**Problem description**
After locating the line with "So this is probably ill-defined." in the data that follows, return it and every later line exactly, up to and including the line with "KrisThielemans: In any".

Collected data

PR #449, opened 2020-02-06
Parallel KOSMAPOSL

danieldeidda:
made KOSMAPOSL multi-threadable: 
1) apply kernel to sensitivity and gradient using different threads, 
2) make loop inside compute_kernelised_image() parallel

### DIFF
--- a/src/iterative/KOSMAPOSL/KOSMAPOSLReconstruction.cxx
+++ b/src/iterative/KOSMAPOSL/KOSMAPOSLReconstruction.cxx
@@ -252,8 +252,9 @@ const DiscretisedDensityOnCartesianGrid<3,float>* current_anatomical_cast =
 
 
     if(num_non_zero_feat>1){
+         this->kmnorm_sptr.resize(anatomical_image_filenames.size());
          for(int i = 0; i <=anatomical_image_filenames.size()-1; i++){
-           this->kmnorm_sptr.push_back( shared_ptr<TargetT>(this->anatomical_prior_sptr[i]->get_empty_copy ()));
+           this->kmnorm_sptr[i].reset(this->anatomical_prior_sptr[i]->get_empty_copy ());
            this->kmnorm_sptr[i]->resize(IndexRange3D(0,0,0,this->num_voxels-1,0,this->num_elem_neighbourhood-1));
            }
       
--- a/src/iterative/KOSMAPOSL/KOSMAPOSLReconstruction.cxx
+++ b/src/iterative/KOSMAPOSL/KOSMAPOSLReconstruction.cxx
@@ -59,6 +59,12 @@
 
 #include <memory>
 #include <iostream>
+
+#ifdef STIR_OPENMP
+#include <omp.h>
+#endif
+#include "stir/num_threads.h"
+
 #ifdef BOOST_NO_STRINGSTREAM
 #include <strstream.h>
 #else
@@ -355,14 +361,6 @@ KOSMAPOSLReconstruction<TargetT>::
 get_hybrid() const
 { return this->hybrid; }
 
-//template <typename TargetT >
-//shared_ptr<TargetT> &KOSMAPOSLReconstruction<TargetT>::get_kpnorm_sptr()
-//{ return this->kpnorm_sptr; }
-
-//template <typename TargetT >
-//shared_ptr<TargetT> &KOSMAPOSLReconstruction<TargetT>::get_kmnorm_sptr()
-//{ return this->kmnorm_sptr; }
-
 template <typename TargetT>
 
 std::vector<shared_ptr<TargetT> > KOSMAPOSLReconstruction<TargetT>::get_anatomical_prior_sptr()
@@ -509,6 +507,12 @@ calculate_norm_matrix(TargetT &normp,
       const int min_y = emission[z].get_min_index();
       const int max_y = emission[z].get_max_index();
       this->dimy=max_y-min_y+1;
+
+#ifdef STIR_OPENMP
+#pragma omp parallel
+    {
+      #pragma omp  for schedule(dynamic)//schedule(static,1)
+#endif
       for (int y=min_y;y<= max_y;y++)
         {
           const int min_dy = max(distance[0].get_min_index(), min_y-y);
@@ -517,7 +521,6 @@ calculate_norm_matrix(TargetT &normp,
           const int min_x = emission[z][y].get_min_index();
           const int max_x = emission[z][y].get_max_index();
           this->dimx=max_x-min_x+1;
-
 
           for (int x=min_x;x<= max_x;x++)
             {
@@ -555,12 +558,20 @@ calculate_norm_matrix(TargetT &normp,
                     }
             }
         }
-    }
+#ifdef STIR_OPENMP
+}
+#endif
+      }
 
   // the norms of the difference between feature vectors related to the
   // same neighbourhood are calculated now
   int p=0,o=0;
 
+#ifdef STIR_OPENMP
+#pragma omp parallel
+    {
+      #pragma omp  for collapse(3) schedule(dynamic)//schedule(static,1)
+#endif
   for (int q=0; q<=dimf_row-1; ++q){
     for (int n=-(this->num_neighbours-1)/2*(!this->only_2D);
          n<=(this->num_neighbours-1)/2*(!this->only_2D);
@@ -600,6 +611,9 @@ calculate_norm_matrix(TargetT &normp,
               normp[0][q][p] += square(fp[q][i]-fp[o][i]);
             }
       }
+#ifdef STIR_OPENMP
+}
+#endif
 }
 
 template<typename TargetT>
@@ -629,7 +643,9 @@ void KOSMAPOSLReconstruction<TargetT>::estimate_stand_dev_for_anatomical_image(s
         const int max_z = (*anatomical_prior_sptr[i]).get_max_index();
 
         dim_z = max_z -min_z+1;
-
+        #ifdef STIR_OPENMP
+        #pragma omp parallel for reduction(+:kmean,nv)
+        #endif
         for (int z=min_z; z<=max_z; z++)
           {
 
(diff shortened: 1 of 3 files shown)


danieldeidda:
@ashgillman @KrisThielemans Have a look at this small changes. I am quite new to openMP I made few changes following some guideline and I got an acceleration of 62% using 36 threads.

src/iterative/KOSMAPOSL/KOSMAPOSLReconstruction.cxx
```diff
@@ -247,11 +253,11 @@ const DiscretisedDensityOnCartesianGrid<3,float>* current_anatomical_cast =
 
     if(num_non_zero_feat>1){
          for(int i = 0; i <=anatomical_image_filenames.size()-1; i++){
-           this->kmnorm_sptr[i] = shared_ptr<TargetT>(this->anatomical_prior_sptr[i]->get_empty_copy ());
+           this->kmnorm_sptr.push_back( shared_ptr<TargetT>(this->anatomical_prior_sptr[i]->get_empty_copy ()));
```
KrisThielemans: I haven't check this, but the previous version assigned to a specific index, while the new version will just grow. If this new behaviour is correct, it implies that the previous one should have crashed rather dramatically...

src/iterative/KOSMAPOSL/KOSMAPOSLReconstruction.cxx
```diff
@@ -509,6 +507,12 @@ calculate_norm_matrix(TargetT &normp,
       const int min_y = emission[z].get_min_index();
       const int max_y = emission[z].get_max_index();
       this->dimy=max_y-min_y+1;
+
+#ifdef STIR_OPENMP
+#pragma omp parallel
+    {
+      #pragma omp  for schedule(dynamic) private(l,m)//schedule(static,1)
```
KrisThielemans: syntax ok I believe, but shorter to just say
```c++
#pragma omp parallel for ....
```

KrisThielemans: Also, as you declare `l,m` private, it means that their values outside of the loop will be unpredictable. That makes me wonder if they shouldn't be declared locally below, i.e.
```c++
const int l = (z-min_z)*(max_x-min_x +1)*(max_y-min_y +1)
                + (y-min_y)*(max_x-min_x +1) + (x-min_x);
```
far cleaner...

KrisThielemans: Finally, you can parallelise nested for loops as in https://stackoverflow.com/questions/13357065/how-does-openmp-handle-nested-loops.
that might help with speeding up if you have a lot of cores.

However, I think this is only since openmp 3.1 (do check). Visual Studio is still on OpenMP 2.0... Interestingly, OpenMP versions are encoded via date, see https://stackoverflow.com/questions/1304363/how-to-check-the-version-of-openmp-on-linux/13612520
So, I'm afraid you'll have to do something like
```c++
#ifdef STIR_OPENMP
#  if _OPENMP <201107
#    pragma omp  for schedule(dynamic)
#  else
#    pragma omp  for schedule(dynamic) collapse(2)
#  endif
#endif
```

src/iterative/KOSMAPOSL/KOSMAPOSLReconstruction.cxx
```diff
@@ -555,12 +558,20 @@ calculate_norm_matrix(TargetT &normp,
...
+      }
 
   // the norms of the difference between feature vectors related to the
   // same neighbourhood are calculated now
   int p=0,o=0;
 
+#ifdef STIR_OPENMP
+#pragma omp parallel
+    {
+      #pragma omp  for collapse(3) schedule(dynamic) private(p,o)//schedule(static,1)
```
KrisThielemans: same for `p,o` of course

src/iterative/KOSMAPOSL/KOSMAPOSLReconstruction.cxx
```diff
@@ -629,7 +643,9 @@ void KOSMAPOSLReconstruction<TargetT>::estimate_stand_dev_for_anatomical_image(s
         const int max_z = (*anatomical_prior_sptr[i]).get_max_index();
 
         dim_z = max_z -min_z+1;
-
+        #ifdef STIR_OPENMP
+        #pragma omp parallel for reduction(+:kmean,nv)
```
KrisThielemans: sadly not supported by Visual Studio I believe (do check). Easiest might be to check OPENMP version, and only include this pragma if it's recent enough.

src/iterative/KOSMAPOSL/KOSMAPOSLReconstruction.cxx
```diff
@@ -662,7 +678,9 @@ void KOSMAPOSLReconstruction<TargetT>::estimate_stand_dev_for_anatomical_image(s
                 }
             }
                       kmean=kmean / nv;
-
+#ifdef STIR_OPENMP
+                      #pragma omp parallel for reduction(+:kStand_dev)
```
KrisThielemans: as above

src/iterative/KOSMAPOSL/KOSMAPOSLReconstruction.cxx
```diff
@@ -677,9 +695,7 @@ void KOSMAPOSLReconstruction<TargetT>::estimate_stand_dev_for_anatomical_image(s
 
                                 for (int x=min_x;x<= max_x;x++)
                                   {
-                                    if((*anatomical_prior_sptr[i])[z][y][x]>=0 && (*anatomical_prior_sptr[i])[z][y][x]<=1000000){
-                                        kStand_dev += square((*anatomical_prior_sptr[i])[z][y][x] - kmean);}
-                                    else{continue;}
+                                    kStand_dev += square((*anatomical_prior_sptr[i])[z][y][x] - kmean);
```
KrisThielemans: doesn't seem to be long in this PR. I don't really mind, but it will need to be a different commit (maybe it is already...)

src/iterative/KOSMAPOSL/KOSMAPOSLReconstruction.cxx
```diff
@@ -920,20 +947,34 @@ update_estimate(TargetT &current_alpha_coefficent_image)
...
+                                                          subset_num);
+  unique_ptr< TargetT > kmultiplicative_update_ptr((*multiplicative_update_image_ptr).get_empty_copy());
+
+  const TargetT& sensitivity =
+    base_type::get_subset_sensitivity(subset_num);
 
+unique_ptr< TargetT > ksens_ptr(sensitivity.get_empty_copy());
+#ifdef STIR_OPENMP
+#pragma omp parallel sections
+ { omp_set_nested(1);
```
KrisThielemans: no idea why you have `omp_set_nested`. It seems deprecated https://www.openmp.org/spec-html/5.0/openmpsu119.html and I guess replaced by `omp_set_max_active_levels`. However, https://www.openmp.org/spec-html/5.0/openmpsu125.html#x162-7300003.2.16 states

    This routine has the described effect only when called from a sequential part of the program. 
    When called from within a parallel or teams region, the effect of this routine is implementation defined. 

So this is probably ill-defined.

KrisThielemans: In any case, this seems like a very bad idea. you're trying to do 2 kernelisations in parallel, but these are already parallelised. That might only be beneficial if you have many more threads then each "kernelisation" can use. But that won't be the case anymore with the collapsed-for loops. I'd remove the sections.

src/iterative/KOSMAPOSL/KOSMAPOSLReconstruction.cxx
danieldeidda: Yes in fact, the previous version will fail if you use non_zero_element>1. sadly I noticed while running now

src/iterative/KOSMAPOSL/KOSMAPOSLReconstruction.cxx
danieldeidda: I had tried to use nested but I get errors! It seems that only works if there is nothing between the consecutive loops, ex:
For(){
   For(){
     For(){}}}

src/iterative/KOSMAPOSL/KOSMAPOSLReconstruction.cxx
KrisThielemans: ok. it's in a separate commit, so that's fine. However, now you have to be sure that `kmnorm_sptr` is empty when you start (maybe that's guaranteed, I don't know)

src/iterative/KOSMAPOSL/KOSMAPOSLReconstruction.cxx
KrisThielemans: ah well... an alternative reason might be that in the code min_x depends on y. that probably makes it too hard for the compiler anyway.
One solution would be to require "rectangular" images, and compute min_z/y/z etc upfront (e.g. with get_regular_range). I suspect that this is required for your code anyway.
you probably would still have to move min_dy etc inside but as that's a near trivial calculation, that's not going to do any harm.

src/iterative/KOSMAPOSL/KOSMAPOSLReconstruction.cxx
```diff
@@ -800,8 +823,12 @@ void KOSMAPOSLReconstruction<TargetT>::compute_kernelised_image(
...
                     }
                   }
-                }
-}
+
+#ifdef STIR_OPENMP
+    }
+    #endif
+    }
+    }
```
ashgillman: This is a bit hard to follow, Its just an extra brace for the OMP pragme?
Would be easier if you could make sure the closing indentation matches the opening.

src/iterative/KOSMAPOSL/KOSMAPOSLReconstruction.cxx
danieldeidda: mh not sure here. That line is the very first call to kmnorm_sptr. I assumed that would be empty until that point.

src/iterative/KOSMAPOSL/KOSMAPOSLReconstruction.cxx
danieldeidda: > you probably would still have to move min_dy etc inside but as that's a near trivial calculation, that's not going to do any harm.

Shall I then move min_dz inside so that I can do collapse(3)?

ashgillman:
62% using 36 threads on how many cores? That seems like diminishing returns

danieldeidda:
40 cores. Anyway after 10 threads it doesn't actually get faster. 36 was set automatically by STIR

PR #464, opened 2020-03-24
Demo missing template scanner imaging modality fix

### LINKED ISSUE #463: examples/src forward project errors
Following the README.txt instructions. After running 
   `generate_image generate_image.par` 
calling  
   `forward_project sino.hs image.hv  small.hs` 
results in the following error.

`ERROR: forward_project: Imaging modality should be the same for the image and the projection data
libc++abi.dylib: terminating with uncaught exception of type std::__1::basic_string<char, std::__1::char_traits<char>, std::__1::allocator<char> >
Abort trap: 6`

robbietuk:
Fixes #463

**Completed task**
So this is probably ill-defined.

KrisThielemans: In any case, this seems like a very bad idea. you're trying to do 2 kernelisations in parallel, but these are already parallelised. That might only be beneficial if you have many more threads then each "kernelisation" can use. But that won't be the case anymore with the collapsed-for loops. I'd remove the sections.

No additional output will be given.